**Exercise prompt:**
Copy, word for word, the lines of the entries below between the one with "Handle response content" and the one with "- [x] TODO: is", inclusive, and leave out everything else.

+-------+

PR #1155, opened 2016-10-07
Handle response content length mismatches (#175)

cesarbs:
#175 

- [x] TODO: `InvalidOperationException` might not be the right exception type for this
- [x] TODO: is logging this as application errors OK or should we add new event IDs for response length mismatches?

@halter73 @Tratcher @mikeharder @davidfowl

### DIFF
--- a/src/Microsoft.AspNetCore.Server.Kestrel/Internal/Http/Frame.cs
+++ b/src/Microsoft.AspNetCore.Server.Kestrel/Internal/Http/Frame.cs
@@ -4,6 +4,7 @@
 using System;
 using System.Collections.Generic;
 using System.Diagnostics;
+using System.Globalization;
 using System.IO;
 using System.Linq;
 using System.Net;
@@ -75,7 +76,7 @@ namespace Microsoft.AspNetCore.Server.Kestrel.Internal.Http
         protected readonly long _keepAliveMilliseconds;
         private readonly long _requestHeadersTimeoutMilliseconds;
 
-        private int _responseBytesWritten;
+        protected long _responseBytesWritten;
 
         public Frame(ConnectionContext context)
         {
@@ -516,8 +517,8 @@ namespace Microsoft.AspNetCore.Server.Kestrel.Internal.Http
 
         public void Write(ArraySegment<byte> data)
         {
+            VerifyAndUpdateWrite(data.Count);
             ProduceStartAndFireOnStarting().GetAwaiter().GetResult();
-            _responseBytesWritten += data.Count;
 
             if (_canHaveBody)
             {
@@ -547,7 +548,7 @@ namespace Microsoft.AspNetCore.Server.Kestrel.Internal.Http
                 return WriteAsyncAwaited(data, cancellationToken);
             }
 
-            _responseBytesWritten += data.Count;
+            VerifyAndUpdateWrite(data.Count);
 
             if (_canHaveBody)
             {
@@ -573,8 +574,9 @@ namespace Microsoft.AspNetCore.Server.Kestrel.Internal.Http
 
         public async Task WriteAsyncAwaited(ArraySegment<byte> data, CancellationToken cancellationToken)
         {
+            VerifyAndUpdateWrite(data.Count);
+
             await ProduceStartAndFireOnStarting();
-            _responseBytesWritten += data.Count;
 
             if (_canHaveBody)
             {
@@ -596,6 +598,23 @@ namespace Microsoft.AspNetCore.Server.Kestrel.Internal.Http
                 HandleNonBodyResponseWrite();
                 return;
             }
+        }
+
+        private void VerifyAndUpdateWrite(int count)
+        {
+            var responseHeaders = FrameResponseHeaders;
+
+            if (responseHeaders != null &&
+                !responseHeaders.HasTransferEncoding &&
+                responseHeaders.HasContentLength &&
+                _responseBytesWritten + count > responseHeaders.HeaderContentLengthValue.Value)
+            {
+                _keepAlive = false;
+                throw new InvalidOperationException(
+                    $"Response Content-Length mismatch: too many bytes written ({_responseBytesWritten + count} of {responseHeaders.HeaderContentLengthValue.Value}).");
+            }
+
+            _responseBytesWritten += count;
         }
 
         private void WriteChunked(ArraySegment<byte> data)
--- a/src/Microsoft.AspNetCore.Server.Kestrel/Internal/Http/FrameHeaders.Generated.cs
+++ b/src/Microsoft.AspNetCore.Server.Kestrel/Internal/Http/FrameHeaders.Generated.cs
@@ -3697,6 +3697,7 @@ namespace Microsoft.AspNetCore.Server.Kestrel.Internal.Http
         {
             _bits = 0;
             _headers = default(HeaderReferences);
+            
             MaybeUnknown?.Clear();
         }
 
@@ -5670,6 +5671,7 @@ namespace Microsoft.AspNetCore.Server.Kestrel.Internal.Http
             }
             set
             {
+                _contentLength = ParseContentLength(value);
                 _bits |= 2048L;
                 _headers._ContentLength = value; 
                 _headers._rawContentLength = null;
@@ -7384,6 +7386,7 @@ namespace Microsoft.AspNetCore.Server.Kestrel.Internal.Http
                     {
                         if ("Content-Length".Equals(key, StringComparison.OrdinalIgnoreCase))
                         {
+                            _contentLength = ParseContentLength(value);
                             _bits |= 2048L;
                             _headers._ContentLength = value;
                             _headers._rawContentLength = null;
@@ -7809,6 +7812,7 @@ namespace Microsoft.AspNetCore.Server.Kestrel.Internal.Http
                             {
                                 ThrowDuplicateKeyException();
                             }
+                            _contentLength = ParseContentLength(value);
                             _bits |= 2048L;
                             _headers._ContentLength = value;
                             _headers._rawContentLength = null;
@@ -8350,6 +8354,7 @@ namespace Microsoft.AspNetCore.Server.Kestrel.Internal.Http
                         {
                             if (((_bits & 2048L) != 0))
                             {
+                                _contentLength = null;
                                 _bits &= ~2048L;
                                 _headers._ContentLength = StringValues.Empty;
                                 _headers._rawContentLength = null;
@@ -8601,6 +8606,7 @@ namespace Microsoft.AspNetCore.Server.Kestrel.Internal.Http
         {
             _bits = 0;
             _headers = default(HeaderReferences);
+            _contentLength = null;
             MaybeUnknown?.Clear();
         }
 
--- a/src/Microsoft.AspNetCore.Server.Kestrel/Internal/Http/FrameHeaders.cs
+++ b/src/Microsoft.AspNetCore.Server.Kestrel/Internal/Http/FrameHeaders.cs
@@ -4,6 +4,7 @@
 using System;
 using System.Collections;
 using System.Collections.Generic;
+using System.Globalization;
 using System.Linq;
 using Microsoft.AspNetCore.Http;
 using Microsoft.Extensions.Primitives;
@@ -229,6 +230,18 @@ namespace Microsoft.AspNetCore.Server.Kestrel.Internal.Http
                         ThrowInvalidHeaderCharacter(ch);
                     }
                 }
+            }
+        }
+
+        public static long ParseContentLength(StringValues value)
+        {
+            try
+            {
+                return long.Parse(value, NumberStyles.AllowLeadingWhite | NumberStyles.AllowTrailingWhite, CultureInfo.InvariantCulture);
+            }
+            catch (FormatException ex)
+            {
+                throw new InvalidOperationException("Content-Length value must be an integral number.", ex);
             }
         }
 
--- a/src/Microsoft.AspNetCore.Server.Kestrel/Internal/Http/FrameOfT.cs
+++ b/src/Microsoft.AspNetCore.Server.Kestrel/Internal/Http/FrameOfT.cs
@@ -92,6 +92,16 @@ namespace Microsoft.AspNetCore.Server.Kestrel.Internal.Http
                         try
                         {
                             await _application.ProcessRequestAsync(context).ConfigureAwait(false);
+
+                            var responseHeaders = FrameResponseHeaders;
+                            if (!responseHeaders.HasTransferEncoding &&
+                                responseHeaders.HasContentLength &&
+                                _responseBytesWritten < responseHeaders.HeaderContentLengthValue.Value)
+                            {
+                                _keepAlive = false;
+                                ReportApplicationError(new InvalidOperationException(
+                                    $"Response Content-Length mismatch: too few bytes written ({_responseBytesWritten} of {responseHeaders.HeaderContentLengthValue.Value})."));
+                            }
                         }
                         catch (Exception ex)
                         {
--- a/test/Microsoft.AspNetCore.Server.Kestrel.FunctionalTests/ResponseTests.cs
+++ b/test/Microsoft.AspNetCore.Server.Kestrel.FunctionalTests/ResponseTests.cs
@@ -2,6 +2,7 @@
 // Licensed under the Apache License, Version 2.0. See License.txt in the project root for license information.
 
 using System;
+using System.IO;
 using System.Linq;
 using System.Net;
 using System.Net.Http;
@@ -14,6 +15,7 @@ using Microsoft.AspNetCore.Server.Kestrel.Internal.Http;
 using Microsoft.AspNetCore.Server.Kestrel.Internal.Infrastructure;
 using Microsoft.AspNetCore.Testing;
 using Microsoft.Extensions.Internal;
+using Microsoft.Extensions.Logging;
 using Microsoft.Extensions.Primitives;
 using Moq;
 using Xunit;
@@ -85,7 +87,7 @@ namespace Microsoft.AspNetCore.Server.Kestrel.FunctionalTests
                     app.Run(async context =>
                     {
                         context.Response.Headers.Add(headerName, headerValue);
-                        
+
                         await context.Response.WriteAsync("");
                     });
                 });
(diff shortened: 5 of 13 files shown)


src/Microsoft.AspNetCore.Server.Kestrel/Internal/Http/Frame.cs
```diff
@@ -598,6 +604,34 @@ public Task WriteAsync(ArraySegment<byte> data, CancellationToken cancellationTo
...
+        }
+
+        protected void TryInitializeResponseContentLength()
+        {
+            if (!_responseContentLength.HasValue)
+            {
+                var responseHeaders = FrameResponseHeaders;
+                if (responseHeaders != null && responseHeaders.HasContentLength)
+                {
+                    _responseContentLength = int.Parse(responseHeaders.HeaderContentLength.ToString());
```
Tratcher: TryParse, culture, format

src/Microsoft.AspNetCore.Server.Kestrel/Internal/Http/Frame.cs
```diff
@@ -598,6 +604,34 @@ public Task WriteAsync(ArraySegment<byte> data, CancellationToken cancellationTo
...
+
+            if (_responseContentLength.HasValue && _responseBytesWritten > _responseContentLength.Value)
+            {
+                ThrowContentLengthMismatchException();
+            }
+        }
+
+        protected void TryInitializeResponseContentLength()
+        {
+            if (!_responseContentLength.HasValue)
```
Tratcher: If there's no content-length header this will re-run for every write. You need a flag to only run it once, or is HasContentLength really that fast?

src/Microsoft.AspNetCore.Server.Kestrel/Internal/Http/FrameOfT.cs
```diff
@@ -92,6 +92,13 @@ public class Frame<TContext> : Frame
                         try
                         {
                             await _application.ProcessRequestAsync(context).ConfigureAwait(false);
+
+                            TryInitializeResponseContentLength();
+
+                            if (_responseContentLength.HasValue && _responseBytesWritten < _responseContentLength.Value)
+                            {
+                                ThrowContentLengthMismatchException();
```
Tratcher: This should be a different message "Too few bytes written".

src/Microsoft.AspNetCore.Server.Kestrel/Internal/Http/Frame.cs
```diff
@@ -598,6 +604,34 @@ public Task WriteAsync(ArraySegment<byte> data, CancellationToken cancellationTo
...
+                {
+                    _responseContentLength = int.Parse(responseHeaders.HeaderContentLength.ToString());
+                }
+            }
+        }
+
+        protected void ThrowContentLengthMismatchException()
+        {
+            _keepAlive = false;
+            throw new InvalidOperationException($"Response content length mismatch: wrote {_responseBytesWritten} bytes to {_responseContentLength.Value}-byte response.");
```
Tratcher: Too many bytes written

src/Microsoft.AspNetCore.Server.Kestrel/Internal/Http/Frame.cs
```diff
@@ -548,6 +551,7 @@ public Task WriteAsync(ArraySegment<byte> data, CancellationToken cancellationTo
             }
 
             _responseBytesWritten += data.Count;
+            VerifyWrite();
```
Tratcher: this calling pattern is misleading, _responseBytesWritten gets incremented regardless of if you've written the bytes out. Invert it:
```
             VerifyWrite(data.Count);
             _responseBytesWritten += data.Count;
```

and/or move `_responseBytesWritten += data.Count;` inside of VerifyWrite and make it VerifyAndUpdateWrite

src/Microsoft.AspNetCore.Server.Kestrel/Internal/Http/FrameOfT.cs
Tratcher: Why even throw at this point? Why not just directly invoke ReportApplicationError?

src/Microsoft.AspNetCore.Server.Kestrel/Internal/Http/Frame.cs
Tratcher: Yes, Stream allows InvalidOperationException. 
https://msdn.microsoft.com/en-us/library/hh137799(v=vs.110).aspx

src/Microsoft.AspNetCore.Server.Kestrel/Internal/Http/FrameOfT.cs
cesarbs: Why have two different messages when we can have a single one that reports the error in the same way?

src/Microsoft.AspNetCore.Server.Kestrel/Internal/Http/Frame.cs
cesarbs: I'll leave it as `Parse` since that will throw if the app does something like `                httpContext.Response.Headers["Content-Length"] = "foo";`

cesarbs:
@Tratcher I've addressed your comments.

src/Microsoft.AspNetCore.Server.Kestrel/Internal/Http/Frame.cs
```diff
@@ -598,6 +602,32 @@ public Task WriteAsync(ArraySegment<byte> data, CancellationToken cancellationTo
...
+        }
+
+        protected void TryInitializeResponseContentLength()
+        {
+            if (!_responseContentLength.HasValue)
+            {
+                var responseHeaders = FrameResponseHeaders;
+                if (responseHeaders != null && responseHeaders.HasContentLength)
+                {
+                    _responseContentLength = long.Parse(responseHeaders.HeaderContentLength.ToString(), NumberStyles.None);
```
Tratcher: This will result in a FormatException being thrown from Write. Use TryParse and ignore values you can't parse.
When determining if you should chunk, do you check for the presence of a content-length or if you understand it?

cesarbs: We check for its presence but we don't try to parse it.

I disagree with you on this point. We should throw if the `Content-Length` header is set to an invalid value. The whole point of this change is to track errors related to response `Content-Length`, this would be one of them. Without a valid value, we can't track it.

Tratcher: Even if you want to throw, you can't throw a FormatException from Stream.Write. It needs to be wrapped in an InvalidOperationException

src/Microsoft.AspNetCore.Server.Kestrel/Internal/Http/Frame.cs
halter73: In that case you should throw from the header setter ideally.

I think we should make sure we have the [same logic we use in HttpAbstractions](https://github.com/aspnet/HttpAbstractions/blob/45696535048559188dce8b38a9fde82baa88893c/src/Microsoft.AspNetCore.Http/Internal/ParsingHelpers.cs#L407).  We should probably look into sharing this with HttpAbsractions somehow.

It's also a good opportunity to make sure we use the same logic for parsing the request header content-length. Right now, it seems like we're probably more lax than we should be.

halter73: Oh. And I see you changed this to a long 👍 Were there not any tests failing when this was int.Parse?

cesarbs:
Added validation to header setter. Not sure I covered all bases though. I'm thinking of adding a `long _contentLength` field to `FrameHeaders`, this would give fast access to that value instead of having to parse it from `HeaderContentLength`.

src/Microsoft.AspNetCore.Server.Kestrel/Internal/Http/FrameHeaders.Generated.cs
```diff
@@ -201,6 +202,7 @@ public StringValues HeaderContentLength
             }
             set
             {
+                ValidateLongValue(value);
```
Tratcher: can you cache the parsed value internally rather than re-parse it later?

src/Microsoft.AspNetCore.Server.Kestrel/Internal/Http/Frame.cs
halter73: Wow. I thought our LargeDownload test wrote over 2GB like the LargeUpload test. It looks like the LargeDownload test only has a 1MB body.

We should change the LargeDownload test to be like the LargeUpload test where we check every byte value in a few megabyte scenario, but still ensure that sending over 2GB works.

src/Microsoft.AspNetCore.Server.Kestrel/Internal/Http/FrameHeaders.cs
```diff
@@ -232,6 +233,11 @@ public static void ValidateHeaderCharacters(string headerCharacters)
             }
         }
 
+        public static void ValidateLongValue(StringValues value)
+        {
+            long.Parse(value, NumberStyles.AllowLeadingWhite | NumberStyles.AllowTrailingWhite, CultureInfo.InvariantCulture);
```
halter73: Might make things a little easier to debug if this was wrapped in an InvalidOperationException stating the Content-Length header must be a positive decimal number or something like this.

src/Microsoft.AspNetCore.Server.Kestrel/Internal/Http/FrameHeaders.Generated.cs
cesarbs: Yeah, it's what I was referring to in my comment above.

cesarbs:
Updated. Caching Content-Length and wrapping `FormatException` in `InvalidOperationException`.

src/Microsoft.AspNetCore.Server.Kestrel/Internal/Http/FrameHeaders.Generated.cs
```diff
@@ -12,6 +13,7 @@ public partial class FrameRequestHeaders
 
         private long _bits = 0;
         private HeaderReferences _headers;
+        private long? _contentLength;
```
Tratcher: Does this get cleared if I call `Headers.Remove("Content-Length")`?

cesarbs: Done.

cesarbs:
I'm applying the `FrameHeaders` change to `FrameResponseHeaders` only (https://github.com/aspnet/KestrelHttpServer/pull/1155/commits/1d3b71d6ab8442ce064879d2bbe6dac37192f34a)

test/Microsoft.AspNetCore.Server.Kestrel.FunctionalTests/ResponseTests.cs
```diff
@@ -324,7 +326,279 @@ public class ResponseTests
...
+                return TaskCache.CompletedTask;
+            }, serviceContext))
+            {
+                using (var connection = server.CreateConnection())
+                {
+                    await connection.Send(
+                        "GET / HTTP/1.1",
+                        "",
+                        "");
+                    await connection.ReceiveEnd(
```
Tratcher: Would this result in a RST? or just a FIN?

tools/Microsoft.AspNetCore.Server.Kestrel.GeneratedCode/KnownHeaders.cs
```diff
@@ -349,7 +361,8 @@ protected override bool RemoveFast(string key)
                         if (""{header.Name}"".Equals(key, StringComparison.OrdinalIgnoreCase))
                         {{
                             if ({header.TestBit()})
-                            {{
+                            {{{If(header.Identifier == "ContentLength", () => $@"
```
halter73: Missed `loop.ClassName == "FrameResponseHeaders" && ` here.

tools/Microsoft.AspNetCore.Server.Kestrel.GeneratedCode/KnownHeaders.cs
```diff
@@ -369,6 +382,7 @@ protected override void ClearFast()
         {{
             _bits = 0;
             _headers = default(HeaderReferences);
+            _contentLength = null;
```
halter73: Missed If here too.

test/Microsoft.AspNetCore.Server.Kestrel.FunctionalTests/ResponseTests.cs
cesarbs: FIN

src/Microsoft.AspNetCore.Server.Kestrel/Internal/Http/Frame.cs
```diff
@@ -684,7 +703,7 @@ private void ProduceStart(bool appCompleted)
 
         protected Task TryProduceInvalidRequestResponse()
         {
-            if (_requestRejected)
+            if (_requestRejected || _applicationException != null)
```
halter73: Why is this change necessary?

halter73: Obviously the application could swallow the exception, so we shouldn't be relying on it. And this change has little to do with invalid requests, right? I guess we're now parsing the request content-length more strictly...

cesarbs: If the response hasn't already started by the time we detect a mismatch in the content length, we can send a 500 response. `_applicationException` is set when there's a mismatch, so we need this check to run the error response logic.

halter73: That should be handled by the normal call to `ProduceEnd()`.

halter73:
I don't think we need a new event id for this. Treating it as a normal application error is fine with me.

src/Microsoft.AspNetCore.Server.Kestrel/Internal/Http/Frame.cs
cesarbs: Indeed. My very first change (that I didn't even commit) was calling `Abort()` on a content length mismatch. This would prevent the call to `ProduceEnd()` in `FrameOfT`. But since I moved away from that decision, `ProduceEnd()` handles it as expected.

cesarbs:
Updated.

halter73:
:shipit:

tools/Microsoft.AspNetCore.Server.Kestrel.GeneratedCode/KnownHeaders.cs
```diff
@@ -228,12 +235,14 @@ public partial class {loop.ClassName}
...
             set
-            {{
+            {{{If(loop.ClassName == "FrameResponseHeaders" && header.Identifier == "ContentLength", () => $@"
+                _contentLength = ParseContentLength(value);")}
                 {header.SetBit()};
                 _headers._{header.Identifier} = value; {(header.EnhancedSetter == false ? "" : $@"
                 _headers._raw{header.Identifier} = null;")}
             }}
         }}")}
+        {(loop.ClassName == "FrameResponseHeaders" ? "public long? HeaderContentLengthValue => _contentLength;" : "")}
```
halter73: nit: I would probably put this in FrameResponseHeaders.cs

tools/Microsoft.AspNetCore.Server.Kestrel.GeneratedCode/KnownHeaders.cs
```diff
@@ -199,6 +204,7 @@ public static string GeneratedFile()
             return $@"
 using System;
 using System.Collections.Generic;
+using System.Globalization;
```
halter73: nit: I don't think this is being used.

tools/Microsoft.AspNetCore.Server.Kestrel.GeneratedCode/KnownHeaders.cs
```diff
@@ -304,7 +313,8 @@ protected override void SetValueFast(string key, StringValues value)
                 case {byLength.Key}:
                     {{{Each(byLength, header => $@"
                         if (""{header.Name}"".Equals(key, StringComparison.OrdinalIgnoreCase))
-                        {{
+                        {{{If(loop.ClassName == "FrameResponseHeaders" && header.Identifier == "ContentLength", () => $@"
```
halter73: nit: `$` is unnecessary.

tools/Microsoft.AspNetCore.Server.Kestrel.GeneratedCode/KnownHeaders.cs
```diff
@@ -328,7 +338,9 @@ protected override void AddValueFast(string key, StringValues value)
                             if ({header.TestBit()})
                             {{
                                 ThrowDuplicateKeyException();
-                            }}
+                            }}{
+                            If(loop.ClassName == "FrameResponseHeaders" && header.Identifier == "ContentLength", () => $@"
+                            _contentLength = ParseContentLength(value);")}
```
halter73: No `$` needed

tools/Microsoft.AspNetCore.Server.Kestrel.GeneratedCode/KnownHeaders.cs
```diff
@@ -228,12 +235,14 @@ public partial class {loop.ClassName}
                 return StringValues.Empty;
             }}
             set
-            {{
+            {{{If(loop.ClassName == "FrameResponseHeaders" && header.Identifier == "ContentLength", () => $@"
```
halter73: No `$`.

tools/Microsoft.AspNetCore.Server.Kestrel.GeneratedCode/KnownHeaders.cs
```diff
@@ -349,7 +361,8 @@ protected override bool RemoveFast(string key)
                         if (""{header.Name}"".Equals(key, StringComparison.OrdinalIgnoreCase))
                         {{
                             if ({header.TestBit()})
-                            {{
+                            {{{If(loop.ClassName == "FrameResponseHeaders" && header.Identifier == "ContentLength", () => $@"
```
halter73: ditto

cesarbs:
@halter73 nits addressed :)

+-------+

**Written answer:**
Handle response content length mismatches (#175)

cesarbs:
#175 

- [x] TODO: `InvalidOperationException` might not be the right exception type for this
- [x] TODO: is logging this as application errors OK or should we add new event IDs for response length mismatches?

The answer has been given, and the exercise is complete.